PR #1460, opened 2015-03-23
autocomplete will work for : also,fixes #1377

### LINKED ISSUE #1377: Groupchat: :[tab] will autocomplete for all nicks, not only for those starting with `:`

kushagrasurana:
added <code>:-</code> in regex.
Works for me

### DIFF
--- a/src/widget/form/tabcompleter.cpp
+++ b/src/widget/form/tabcompleter.cpp
@@ -49,7 +49,7 @@ void TabCompleter::buildCompletionList()
     nextCompletion = completionMap.begin();
 
     // split the string on the given RE (not chars, nums or braces/brackets) and take the last section
-    QString tabAbbrev = msgEdit->toPlainText().left(msgEdit->textCursor().position()).section(QRegExp("[^\\w\\d-_\\[\\]{}|`^.\\\\]"), -1, -1);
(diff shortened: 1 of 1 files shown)


agilob:
The same bug with `;`
Will autocomplete work with nicks like `:3` with that commit?

kushagrasurana:
so autocomplete should work with ; also ?
yes it will autocomplete nicks like <code>:3</code>

agilob:
http://webmup.com/HmDJQ/vid.webm

dubslow:
The base problem is that each special character needs to be specially added to the regex... what to support can be difficult.
@kushagrasurana What's with the extra `-` character in your commit?

kushagrasurana:
@dubslow without that extra <code>-</code>, autocomplete wont work for <code>-</code>.
At preset, we are whitelisting all characters which should work with autocomplete.
We can do it other way, that is blacklisting all those characters which we dont want to include in autocomplete like <code>whitespace</code>.

dubslow:
That might indeed be the better option....

kushagrasurana:
Can you tell me all the blacklisted characters ( like whitespace )

tux3:
Finally a PR that merges cleanly against master \o/ !

It could maybe be done better, but this is an improvement for now.

agilob:
well only one line changed...

tux3:
@agilob After the horrible things I had to go through for the other 15 PRs, this is paradise.

New rule: From now on all PRs must be 1 line long!

PR #1467, opened 2015-03-25
Blue status lights for groupchat widgets

Zer0-One:
The images have been sitting in /img for a while. I'm not quite sure why they haven't been used up to this point, but here you go.

### DIFF
--- a/src/widget/groupwidget.cpp
+++ b/src/widget/groupwidget.cpp
@@ -36,7 +36,7 @@ GroupWidget::GroupWidget(int GroupId, QString Name)
     : groupId{GroupId}
 {
     avatar->setPixmap(Style::scaleSvgImage(":img/group.svg", avatar->width(), avatar->height()), Qt::transparent);
-    statusPic.setPixmap(QPixmap(":img/status/dot_online.svg"));
+    statusPic.setPixmap(QPixmap(":img/status/dot_groupchat.svg"));
     statusPic.setMargin(3);
     nameLabel->setText(Name);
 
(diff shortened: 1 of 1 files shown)


ProMcTagonist:
They were used in the past, declared nonsensical, and disabled. Don't know why they're still in the resources.

Zer0-One:
@ProMcTagonist in lieu of another method of distinguishing regular friend widgets from groupchat widgets (horizontal line, etc..), I think that blue status lights work alright.

ProMcTagonist:
They're distinguished by #1371. Additionally, blue status orbs do nothing but add confusion. We had these discussions before and that's why they were removed.

Zer0-One:
I disagree. A cursory glance at the friends list doesn't make it obvious enough where the friends end and where the groupchats begin.

ProMcTagonist:
Groups have the cluster icon. Friends will nearly always have custom avatars, and even when they don't, the single body is different from the cluster icon. Groups are cleanly grouped at the top now.

And making the dots blue is arbitrary and weird. It doesn't mean anything. It's confusing. 

Furthermore, they don't need to be strongly differentiated further. With the grouping from #1371 you know where the groups are and where the friends are, and you scan for either titles, names, or new messages.

zetok:
Why not just remove indicator for groups, since it doesn't mean anything anyway?

Solves both problem of them not being marked, and strange green orb that with contacts means online

ProMcTagonist:
Then how would new group messages be indicated?

zetok:
@ProMcTagonist oh, I forgot about this aspect.. Thanks for pointing that out. Sadly I can't think of a way that would allow to handle this, so just disregard my idea.

tux3:
I'm not convinced that we want the blue orb back, so closing this for now.

PR #1492, opened 2015-03-29
Suppresses warning

kushagrasurana:
Did not removed the argument as it might be usefull in some later pull requests.


tux3:
In doubt it's better to remove crap. If it turns out it's needed in another branch, we can add it back in the merge resolution.
I actually removed that argument completely while working on something else a while ago.

PR #1496, opened 2015-03-30
Fixes action bugs

kushagrasurana:
Bugs which this pr will fix.
1) action received gets modified on restart ( action is not saved properly in history )
2) sender's name is written twice if action is sent using offline messaging
3) /me is written when action is sent in groupchat having one peer
4) action sent is not being saved as action in last message history.


tux3:
Merged in https://github.com/tux3/qTox/commit/2954ee3c958575f6f88fe00beda73a47f600f066

It will reach master on Monday if all goes well.

PR #1500, opened 2015-04-01
Added tool menu active button indicator.

rohilsurana:
Now the button whose window is active has light background color and also the same button is disabled to remove hiding and repainting of ui each time it is pressed.


tux3:
Rebased on master and merged in 8d91997ae5308f783e8c5222713c66f22916bd24

Issue #1501, opened 2015-04-02
qTox does not compile due to missing header


quatrox:
src/toxme.cpp is missing #include <QtDebug>, hence it fails building.

Platform: Gentoo Linux
Qt version: 5.4

Adding the missing #include makes it build fine

quatrox:
Sorry for the mess.  I submitted a pull request instead

PR #1502, opened 2015-04-02
Make qTox build again

quatrox:
Without this #include, qWarning() cannot be streamed to (in Qt 5.4)


quatrox:
This fixes issue #1501

Issue #2932, opened 2016-02-06
Refactoring: move Qt generated files into subdirectory


Talkless:
When compiling qTox _not_ in "shadow build" mode (Qt Creator), root project dir gets filled with ui*.h, moc*.cpp and *.o files, which is annoying.

I have prepared patch to use qmake's MOC_DIR, UI_DIR and others to move these generated files into tmp subdirectory.

Talkless:
#2933

tux3:
Closing, since the PR was rejected.

PR #2933, opened 2016-02-06
Move Qt generated files into subdirectory

Talkless:
When compiling qTox _not_ in "shadow build" mode (Qt Creator), root project dir gets filled with ui*.h, moc*.cpp and *.o files, which is annoying.

I have prepared patch to use qmake's MOC_DIR, UI_DIR and others to move these generated files into tmp subdirectory.

Addresses https://github.com/tux3/qTox/issues/2932

### DIFF
--- a/.gitignore
+++ b/.gitignore
@@ -11,3 +11,4 @@ qtox
 build-*-Release
 build-*-Debug
 .DS_Store
+tmp
--- a/qtox.pro
+++ b/qtox.pro
@@ -320,6 +320,14 @@ contains(ENABLE_SYSTRAY_GTK_BACKEND, NO) {
 }
 }
 
+CONFIG(debug, debug|release):GENERATED_FILES_DIR=tmp/debug
+CONFIG(release, debug|release):GENERATED_FILES_DIR=tmp/release
+
+MOC_DIR=$${GENERATED_FILES_DIR}/moc
+OBJECTS_DIR=$${GENERATED_FILES_DIR}/obj
+RCC_DIR=$${GENERATED_FILES_DIR}/rcc
+UI_DIR=$${GENERATED_FILES_DIR}/ui
+
 !android {
     RESOURCES += res.qrc \
         smileys/smileys.qrc


agilob:
I made a PR once to fix it and @tux3 didn't like it :<
I'm for this change

sudden6:
I too like this idea

Zer0-One:
:+1:

antis81:
I'm against this option. The so-called "out of source" build setups are the only way of keeping your project dirs clean. Thus, I consider this request bad practice. However you can easily place a "build" subdirectory in project's main directory - this is, what lots of modern projects do like this. Btw. this can easily be achieved without using Qt-Creator, but just a terminal (or cmd on windows) instead:

``` bash
cd /path/to/project/qtox
mkdir build && cd build
qmake ../qtox.pro
```

Talkless:
@antis81 Now that you have said it, I remember using _build_ directory for number third party CMake projects, but not mine Qt projects for a long time. Old habits die hard I guess :-) .

antis81:
@Talkless Cool thing you understand me. :). I like to close it then, ok?

sudden6:
can this also be automated? So that qmake automatically creates a build subdirectory?

antis81:
@sudden6 The keyword is the qmake variable `OUT_PWD`. Documentation states not (never!) to alter this - unfortunately not "why?". Same is valid for cmake (CMAKE_BINARY_DIR)… Well, after some digging I found at least a bit of explanation from [cmake mailing list](https://cmake.org/pipermail/cmake/2009-November/033508.html).

However we can put the three lines in a `configure` shell script (I don't care about windows -> feel free to write a configure.bat or whatever :)). This is what some big projects do (like Qt for example :)). Probably we could provide a nice `-C ./build` option (like `make -C my-build-dir`). This can also be used to set the `QT_DIR` and `PATH` variables to locate the right qmake executable (especially when dealing with multiple Qt version setups).

Talkless:
@antis81 Well.. I guess it can be closed. Though looking at comments it seems that there is need for "automagics", but this is not _the_ solution.

Issue #2942, opened 2016-02-08
Remove “Filter audio” option from the settings


suhr:
Remove “Filter audio” option from the settings or make it inactive.

**Rationale:** At the present time (February 2016) filter_audio is badly broken. The purpose of filter_audio is improving audio quality, that means not only normalization&compression but also echo cancellation. But instead of removing echo it actually _adds_ it. Added echo is so loud, so it even causes a feedback effect with the Echobot. But though the only thing filter_audio does is ruining audio quality, this option still available in the settings.

**Advantages:** UX improvment (no more a confusing option to damage quality)

**Disadvantages:** None.

**Unresolved questions:** Can we have a reasonable alternative to filter_audio?

See also: https://github.com/tux3/qTox/issues/1655, https://github.com/tux3/qTox/issues/2126, https://github.com/tux3/qTox/issues/2756 and many other issues.

ovalseven8:
:+1:

sudden6:
Can't we just disable the echo cancelation algorithm of filter_audio?

Also I read on IRC that filter_audio works, if the input latency is set correctly, maybe add a slider in the ui?
Of course this will only be useful for power users and we should find a proper solution for this problem.

ProMcTagonist:
> if the input latency is set correctly

Why is it being set incorrectly? Is filter_audio broken or is qTox using it wrong? How does uTox use it?

zetok:
Well, IMHO until it gets fixed it should be disabled.

# 

@sudden6 

> Can't we just disable the echo cancelation algorithm of filter_audio?

Isn't that, like the only thing filter_audio is supposed to do?

sudden6:
@zetok 

quoting @suhr 

> The purpose of filter_audio is improving audio quality, that means not only normalization&compression,...

It seems to have other capabilities, altough I didn't check if they can be separately enabled/disabled.
EDIT: It seems to be possible, to only disable echo cancellation.

antis81:
Unfortunately I don't have the time to look deeper into that topic in near future. However, I had a quick look into code and it looks like the filter is not initialized correctly and as a consequence, it is used wrong by qTox.

If you're interested in fixing this issue, have a look at this function (and related code):

``` c++
bool AudioFilterer::enableDisableFilters(int echo, int noise, int gain, int vad)
```

[...]

PR #2951, opened 2016-02-12
Disable echo cancelation

sudden6:
It actually adds echo if the input latency is set incorrectly.
Should fix echo created by qTox, see also #2942

### DIFF
--- a/src/audio/audio.cpp
+++ b/src/audio/audio.cpp
@@ -499,8 +499,6 @@ void Audio::doCapture()
         getEchoesToFilter(filterer, AUDIO_FRAME_SAMPLE_COUNT * AUDIO_CHANNELS);
 #endif
         filterer.filterAudio(buf, AUDIO_FRAME_SAMPLE_COUNT * AUDIO_CHANNELS);
-        // disable echo cancelation, because we don't know the delay
-        filterer.enableDisableFilters(0, 1, 1, 1);
     }
 #endif
 
--- a/src/audio/audio.cpp
+++ b/src/audio/audio.cpp
@@ -66,6 +66,8 @@ Audio::Audio()
 
 #ifdef QTOX_FILTER_AUDIO
     filterer.startFilter(AUDIO_SAMPLE_RATE);
+    // disable echo cancelation, because we don't know the delay
+    filterer.enableDisableFilters(0, 1, 1, 1);
 #endif
 
     connect(&captureTimer, &QTimer::timeout, this, &Audio::doCapture);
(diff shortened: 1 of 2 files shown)


zetok:
> Why everybody hates doxygen?

Probably because it's hard to use.

mannol:
Doing echo cancellation with openAL and webRTC actually seems impossible because the delay is often changing and impossible to predict (tried it). Our best shot is using portaudio because it provides precise enough latency information about the device for echo to work (also tried it).

sudden6:
@mannol this patch should just be a temporary workaround, since this problem bothers many users.

antis81:
@zetok Really? It's pretty easy to use, widely spread and makes life easier for both a programmer to understand what code he/she actually wants to write (especially when writing an api) and the users of the api. Plus, it provides a great way to generate a technical documentation, that actually keeps itself up-to-date.

@sudden6 Remove the "filter audio" checkbox in a/v settings then. Please open a new PR, that can be merged into `audio-next` branch.

@mannol Yeah, nice. I was looking for an alternative to openAL, because focus there is on audio sources to easily produce 3D game sounds. Thus, recording API has just very basic support. To me it seems, this is the same situation with SDL. Looks like a low-level cross-platform C API suits our needs best.

agilob:
> Probably because it's hard to use.

@zetok I was using it before I learnt how to write a class.

zetok:
@antis81 Yes. What you've listed, is not why it's easy to use, but its features. Just because it has some features, it doesn't mean that it's easy to use.

sudden6:
@antis81 I think it would be better to rename the checkbox to "Optimize audio for speech" and just disable the faulty echo cancelation.

suhr:
> Our best shot is using portaudio because it provides precise enough latency information about the device for echo to work (also tried it).

I guess RTAudio can be uses as well.

mannol:
@suhr Wow, never heard about RTAudio before but, looks really good and provides latency estimations where possible. We should definitely jump on to it.

sudden6:
RTAudio looks very good, I also did some research and found libsound.io, which pretty much has the same featurese, but it doesn't look as mature as RTAudio.

Echo cancelation isn't the only problem, sometimes feedback happens even with this pull request applied. See my last comment in #2951 .

mannol:
I'm sure those issues are all connected with the audio engine and the way it's used.

sudden6:
Maybe, but I think we should open a new issue for this.

antis81:
@mannol Exactly. The issues were addressed to the `audio-next` branch and some of them got fixed and backported to master already. By changing the underlying API, the situation changes and it makes sense to evaluate RTAudio / PortAudio in another branch based on current master.

@sudden6 I'll remove this nasty checkbox in a/v settings, which only bothers so many people right now. In current state, audio calls work much better (or at all) without any filter applied. We now should evaluate the two libraries mentioned above and implement a real solution in a branch separated from `master`.

sudden6:
@antis81 good idea, so should I close this PR and you remove the checkbox?

antis81:
That's fine, yes.

PR #2958, opened 2016-02-16
Added Estonian translation

kaurman:
It's definitely not perfect but I'd say it is good enough to start using it. I apologize for the "false" commits, it's just that I'm new to using github and got a bit careless.


zetok:
Could you perhaps squash those commits?

And when squashing, also https://github.com/tux3/qTox/wiki/Translating#remove-obsolete-strings ?

kaurman:
Here's hoping that I didn't mess things up completely... Commit 60b02a9 should be the squashed one. Let me know if there's anything else I should/could do.

zetok:
@kaurman um, it's not squashed. Squashed commits would mean that instead of lots of commits there is only one single commit.

kaurman:
Hm... I thought that you can just cherry-pick 60b02a9 that should contain all the relevant commits. However, if this is not the case or just isn't the way things are done and I should get rid of the rest, I'll try and do that. Hints are welcome.

zetok:
> Hm... I thought that you can just cherry-pick 60b02a9 that should contain all the relevant commits.

I guess that I could see about that..

> However, if this is not the case or just isn't the way things are done and I should get rid of the rest, I'll try and do that. Hints are welcome.

It's nicer to not have to cherry-pick. If you want, to try.. :)

Squashing is done by `git rebase -i <commit before commits you want to squash>` and during interactive rebase you choose which commits you want to squash.

Though, with how currently things are, there is a merge commit in the way - namely 2328e15d08a71f2afd2128a66b915cc22c0650f7, which can mess up rebase, and this PR.

Probably the best way to go about it, is to checkout a new branch based on upstream master, apply changes there, and make a new PR:

```
git checkout original/master -b translation  # `translation` branch based on upstream master
# diff with changes before merge commit
git diff translation..60b02a9914f6268c592e1d3c09580adbe1cfe324 > translation.diff
patch -p1 < translation.diff  # apply changes
git add translations/et.ts
git commit -a
```

zetok:
> Hm... I thought that you can just cherry-pick 60b02a9 that should contain all the relevant commits. 

Actually, yeah, cherry-picking would be way faster, thanks for the PR `:)`

zetok:
Pushed dba6ebe262cbdce7bcab024ef4d3f0e41d826dc1 to master, thus closing this PR.

PR #2959, opened 2016-02-16
fixes the tooltip issue #2868

swrdfish:
Closed pull request #2957 and opened a new one after making the changes in a single commit.

### DIFF
--- a/src/widget/form/chatform.cpp
+++ b/src/widget/form/chatform.cpp
@@ -138,7 +138,7 @@ ChatForm::~ChatForm()
 void ChatForm::setStatusMessage(QString newMessage)
 {
     statusMessageLabel->setText(newMessage);
-    statusMessageLabel->setToolTip(newMessage.toHtmlEscaped()); // for overlength messsages
+    statusMessageLabel->setToolTip(Qt::convertFromPlainText(newMessage, Qt::WhiteSpaceNormal)); // for overlength messsages
 }
 
 void ChatForm::onSendTriggered()
--- a/src/widget/form/genericchatform.cpp
+++ b/src/widget/form/genericchatform.cpp
@@ -272,7 +272,7 @@ QDate GenericChatForm::getLatestDate() const
 void GenericChatForm::setName(const QString &newName)
 {
     nameLabel->setText(newName);
-    nameLabel->setToolTip(newName.toHtmlEscaped()); // for overlength names
+    nameLabel->setToolTip(Qt::convertFromPlainText(newName, Qt::WhiteSpaceNormal)); // for overlength names
 }
 
 void GenericChatForm::show(ContentLayout* contentLayout)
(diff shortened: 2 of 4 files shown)


zetok:
This PR doesn't fix it:
not fixed

swrdfish:
@zetok so, I found the problem, actually there are a few more places that require the same fix. I've now made the same fix to all other places I could find, except in the `src/widget/tool/croppinglabel.cpp` file where I'm getting the following error:

```
src/widget/tool/croppinglabel.cpp:129:12: error: ‘mightBeRichText’ is not a member of ‘Qt’
         if(Qt::mightBeRichText(origText))
```

Need some help here.

swrdfish:
@zetok I've found the solution to that problem and have pushed the required changes. Check if this fixes the issue.

zetok:
Yep, seems to be fixed.

Now someone who can into C++ should look at the code & merge it.

sudden6:
I didn't test this, but from reading the docs I think it would be easier to do something like this:

```
statusMessageLabel->setToolTip(convertFromPlainText(newMessage.toHtmlEscaped(), Qt::WhiteSpaceNormal)
```

So first, escape the message and then make it HTML again, so it does wordwrap.

swrdfish:
@sudden6 yes that should work as well, infact my first quick fix was somethng like this:
`statusMessageLabel->setToolTip( "<span>" + newMessage.toHtmlEscaped() + "</span>" )`

But @TheNain38 suggested that I first check if the message has HTML tags or not and then do the conversion.

sudden6:
@ghoshbinayak I think that `mightBeRichText()` isn't a good idea, because

> It mainly checks whether there is something that looks like a tag before the first line break. Although the result may be correct for common cases, there is no guarantee.

As this is a user controlled input, we should not trust it, to prevent possible attacks.

swrdfish:
@sudden6 yes that is true, but I think that this is what Qt uses before rendering a string in RichText. 

Consider the followinig two situations: 

 with only `&quote;`
screenshot from 2016-02-28 03-33-54

with `&quote;` plus `&lt;` and `&gt;`
screenshot from 2016-02-28 03-35-26
`mightBeRichText()` returns true for strings having `&lt;` or `&gt` but not `&quote;` 

One drawback with my method, as you have pointed out earlier, is that there is no text wrapping. And attacks.. I hadn't even thought of that.

I can change it to your proposed method if that is seems more appropriate to you.

sudden6:
@ghoshbinayak yes, please change it, because it displays exactly what the user entered + text wrapping.

swrdfish:
@sudden6 ok, I have made the required changes. See if it's ok. :)

zetok:
@ghoshbinayak could you remove that merge commit?

sudden6:
@ghoshbinayak For me, it's good.

swrdfish:
@zetok I have squashed the commits into one. I hope thats ok.

zetok:
@ghoshbinayak yep, thanks :)

tux3:
LGTM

• • • • •

**ASSIGNMENT**
Would you set down, word for word, the lines from the opening of the entries above through the line with "nextCompletion = completionMap.begin();", both included, and no others?

**ANSWER SPACE**
PR #1460, opened 2015-03-23
autocomplete will work for : also,fixes #1377

### LINKED ISSUE #1377: Groupchat: :[tab] will autocomplete for all nicks, not only for those starting with `:`

kushagrasurana:
added <code>:-</code> in regex.
Works for me

### DIFF
--- a/src/widget/form/tabcompleter.cpp
+++ b/src/widget/form/tabcompleter.cpp
@@ -49,7 +49,7 @@ void TabCompleter::buildCompletionList()
     nextCompletion = completionMap.begin();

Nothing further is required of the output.